» **Work to complete**: Below are records; how many of their lines contain "independent"? Answer with only the number.

» **Extracted records**:
----

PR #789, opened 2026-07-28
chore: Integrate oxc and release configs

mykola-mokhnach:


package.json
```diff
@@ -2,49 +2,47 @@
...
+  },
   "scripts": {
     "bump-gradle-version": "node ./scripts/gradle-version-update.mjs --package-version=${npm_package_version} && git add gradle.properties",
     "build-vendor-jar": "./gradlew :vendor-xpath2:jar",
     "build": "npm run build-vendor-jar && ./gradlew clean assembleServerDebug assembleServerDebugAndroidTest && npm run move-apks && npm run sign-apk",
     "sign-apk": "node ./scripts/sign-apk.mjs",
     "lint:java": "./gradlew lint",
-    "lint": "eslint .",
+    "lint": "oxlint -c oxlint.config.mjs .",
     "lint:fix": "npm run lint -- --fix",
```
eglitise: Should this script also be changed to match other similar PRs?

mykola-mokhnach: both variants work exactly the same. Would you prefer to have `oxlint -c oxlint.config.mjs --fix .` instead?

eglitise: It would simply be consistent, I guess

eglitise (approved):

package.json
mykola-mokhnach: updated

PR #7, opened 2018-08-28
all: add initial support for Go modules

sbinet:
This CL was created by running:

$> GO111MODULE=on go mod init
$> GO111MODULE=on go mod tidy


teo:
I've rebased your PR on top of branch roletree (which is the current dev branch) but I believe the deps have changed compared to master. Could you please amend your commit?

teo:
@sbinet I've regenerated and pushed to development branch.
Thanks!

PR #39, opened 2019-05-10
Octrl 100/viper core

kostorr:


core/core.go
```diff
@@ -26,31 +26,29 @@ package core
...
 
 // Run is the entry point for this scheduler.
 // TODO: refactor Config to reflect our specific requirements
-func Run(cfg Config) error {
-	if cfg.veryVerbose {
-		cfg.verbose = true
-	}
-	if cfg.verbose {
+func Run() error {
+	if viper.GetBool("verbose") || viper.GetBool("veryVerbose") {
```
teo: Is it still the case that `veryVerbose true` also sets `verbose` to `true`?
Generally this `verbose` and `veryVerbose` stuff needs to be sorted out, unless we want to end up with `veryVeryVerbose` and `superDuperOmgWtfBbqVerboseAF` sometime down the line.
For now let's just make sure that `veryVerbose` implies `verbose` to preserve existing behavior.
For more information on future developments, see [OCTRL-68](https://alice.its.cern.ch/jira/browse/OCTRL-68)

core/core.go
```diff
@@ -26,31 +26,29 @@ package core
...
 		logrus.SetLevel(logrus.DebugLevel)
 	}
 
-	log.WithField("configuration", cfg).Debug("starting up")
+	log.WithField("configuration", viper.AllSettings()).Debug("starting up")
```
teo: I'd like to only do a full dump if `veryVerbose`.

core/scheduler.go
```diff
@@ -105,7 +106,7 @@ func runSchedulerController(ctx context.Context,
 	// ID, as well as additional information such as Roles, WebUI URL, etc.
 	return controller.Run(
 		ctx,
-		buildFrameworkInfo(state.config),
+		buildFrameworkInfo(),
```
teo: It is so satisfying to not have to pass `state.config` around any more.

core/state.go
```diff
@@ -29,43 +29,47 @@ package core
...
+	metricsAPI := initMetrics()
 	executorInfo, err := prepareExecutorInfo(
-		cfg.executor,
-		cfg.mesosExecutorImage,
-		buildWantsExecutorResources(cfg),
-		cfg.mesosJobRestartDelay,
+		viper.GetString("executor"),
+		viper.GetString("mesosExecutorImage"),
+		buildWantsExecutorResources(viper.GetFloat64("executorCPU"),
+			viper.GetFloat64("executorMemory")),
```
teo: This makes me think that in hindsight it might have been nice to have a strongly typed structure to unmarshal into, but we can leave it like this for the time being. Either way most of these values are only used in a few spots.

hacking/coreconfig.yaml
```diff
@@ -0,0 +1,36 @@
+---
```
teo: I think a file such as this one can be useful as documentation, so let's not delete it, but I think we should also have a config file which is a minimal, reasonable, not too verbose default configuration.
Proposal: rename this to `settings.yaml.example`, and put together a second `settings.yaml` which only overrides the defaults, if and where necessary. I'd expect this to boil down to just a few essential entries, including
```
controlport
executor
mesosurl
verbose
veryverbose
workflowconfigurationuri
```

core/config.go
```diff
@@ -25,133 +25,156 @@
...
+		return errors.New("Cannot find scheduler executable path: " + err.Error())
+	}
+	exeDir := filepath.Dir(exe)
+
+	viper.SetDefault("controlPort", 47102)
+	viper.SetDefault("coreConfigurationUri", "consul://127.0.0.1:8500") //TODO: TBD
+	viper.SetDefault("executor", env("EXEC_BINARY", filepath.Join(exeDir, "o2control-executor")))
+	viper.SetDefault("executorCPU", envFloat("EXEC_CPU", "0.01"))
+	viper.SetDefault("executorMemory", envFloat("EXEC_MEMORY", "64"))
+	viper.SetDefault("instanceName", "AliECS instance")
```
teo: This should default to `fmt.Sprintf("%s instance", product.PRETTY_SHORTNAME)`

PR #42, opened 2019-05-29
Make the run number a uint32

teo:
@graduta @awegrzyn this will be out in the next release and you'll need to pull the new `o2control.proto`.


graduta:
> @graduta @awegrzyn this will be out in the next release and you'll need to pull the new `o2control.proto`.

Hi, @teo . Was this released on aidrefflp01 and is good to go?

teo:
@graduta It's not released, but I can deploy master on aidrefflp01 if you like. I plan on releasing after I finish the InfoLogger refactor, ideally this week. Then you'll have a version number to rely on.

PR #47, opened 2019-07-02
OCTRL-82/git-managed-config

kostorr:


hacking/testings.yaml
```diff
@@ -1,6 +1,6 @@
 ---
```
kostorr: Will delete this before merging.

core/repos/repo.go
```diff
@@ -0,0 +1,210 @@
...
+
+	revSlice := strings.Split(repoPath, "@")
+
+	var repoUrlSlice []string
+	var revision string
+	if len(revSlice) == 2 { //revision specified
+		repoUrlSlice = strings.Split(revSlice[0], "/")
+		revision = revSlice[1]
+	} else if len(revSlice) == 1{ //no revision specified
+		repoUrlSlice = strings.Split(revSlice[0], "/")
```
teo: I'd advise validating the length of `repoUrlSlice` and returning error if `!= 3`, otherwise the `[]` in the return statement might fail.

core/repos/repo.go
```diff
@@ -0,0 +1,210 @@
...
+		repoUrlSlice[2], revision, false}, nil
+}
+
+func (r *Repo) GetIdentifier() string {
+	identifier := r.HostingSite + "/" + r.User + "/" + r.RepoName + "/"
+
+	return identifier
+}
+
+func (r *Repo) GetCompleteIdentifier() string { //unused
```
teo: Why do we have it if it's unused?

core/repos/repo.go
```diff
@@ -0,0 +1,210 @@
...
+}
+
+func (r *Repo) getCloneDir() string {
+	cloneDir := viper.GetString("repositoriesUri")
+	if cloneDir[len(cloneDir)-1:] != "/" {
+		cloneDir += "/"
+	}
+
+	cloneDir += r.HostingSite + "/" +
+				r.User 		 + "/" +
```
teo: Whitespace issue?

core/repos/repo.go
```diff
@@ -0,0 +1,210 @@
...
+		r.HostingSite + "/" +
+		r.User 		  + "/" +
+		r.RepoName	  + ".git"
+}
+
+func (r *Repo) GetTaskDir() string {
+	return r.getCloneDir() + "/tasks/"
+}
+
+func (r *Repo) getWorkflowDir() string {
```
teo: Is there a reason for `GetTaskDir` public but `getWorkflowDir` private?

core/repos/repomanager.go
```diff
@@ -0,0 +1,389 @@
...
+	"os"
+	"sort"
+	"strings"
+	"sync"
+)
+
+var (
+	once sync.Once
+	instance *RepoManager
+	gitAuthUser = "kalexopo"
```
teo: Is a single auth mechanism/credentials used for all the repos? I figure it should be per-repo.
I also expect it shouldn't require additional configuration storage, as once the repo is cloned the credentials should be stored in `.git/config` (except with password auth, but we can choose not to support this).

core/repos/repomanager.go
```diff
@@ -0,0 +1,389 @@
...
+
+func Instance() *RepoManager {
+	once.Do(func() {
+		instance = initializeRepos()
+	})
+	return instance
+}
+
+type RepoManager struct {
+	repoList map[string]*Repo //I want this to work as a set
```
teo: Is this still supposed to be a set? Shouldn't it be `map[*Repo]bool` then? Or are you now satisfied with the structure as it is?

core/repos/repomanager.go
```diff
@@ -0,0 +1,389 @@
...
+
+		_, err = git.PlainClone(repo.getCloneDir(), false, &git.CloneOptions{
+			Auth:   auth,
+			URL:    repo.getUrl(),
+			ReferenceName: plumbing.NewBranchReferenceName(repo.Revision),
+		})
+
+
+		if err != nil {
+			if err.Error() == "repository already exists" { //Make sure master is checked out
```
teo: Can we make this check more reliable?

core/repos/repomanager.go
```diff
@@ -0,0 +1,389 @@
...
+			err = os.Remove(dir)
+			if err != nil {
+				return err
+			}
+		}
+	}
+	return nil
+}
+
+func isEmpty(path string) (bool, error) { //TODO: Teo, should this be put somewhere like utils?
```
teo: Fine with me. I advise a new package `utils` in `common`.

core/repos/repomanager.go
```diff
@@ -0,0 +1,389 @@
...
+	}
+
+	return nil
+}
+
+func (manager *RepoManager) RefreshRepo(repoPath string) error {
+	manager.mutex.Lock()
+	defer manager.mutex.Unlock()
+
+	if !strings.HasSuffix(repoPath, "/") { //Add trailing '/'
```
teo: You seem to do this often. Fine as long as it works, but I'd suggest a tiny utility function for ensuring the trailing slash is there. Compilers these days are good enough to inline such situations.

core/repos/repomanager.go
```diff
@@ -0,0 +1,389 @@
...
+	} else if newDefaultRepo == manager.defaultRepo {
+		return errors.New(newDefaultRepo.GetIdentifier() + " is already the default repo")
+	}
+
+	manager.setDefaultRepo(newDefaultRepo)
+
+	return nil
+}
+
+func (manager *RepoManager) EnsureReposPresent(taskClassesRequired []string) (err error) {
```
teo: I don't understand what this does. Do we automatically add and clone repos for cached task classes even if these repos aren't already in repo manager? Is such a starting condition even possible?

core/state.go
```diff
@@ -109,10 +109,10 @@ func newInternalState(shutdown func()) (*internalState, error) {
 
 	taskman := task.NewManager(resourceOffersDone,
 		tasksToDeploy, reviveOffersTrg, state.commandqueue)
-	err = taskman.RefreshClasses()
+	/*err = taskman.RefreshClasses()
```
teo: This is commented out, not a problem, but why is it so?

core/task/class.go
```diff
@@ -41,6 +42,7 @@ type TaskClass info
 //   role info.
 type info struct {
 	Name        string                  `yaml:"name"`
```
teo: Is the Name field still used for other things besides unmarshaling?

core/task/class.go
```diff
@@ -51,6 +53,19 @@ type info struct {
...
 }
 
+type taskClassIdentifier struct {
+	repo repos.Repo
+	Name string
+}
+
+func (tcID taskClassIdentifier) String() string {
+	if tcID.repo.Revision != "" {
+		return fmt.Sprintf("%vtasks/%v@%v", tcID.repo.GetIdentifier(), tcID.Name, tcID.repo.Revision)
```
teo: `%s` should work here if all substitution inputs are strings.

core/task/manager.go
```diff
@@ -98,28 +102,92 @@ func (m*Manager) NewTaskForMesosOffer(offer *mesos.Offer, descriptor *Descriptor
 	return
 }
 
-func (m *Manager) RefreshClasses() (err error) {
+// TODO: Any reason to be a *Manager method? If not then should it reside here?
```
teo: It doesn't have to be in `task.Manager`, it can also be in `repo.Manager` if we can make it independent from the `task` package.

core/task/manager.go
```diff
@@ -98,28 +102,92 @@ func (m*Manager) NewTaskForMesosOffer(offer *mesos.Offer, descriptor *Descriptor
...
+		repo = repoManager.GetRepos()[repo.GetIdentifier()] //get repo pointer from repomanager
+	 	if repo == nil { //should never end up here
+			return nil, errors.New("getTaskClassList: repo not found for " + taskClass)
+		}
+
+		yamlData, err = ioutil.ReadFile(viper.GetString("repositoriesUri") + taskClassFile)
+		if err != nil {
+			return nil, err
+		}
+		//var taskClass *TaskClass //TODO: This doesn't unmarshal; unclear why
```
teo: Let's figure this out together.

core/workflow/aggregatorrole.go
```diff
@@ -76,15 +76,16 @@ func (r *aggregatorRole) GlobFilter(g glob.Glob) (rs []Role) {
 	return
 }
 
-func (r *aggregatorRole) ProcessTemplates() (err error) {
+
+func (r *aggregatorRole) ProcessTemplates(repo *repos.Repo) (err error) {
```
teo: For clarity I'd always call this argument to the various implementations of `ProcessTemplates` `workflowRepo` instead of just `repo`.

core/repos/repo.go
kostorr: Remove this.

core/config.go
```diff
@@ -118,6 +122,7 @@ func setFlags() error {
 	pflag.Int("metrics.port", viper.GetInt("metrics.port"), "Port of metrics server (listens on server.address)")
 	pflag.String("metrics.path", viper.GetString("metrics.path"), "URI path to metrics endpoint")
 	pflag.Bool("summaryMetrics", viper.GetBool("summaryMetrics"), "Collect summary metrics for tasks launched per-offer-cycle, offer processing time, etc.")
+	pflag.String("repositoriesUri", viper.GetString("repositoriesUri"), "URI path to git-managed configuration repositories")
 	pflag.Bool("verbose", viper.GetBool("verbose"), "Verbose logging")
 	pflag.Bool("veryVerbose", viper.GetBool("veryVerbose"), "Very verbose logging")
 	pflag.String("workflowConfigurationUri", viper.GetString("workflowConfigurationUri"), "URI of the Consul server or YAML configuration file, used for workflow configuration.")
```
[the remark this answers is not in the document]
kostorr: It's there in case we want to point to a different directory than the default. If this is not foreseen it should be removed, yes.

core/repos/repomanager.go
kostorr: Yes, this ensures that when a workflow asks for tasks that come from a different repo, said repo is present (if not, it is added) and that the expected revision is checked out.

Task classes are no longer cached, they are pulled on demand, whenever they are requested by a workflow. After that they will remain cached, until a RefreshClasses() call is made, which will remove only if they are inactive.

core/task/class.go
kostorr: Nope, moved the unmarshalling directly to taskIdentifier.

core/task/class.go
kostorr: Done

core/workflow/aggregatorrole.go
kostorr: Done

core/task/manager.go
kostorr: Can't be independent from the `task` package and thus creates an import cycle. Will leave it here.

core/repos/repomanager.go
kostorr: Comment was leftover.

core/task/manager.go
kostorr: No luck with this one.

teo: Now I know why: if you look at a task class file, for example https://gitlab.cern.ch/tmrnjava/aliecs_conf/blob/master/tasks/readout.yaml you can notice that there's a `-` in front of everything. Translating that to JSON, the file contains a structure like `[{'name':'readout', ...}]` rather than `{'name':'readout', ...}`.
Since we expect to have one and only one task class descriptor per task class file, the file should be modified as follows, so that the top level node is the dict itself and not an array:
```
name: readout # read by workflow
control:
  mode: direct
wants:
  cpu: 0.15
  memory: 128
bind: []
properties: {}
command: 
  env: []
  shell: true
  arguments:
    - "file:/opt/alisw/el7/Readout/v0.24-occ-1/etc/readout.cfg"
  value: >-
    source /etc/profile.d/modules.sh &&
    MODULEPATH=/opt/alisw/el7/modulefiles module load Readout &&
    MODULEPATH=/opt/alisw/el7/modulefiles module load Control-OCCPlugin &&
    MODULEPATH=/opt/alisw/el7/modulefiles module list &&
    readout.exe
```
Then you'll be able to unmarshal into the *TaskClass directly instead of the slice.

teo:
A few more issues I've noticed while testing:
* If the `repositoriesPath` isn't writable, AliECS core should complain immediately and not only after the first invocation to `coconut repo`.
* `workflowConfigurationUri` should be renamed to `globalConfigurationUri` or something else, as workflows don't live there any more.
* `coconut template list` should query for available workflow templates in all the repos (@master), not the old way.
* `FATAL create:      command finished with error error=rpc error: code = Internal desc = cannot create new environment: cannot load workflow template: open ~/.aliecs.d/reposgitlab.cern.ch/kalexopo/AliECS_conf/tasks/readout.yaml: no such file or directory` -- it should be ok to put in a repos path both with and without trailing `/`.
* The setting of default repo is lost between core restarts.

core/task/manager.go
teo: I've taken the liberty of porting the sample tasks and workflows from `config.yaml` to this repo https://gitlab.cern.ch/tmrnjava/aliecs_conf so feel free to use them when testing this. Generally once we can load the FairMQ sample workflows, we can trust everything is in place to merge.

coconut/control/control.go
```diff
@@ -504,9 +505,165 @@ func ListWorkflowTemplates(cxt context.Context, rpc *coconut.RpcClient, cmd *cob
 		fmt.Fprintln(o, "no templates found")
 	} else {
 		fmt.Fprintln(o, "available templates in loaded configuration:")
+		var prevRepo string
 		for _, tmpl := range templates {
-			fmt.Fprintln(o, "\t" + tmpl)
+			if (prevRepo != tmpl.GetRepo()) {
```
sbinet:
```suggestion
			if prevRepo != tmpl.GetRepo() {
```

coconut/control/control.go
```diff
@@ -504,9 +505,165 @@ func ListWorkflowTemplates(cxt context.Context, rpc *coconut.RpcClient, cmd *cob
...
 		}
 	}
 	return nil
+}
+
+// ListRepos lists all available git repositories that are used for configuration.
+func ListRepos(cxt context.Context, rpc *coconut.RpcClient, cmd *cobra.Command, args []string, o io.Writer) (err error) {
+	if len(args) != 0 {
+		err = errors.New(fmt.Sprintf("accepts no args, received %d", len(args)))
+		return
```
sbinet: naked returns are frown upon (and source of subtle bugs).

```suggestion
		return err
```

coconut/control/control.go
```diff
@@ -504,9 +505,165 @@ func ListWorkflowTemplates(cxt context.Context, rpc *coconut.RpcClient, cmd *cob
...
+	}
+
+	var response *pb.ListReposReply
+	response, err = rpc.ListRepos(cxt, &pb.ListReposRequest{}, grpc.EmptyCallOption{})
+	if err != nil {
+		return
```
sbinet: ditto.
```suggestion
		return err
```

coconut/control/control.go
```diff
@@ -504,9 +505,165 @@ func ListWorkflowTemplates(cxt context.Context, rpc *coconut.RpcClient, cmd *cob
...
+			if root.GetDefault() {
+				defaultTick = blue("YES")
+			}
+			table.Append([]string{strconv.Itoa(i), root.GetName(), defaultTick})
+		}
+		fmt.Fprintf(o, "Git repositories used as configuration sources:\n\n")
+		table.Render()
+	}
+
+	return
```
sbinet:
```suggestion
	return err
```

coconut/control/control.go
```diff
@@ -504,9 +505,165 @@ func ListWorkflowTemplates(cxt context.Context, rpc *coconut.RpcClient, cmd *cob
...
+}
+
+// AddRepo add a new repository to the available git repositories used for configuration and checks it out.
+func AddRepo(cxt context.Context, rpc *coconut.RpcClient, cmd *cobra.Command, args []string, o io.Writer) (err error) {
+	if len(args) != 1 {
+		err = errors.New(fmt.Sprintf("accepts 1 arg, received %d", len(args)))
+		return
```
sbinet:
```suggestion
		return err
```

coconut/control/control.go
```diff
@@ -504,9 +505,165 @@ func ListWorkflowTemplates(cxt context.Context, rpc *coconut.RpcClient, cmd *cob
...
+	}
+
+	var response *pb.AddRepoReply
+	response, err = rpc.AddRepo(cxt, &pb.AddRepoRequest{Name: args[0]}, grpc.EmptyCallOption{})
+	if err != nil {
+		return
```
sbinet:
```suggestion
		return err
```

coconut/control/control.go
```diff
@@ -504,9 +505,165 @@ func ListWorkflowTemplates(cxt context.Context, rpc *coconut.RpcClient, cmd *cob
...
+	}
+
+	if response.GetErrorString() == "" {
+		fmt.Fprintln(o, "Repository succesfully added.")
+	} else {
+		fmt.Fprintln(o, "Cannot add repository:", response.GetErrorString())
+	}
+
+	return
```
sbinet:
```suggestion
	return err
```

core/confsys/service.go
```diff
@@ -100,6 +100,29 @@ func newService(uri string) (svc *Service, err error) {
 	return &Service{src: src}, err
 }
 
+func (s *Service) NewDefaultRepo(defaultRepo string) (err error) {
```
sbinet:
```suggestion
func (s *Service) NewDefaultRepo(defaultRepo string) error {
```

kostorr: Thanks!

----

» **Exercise output**: 2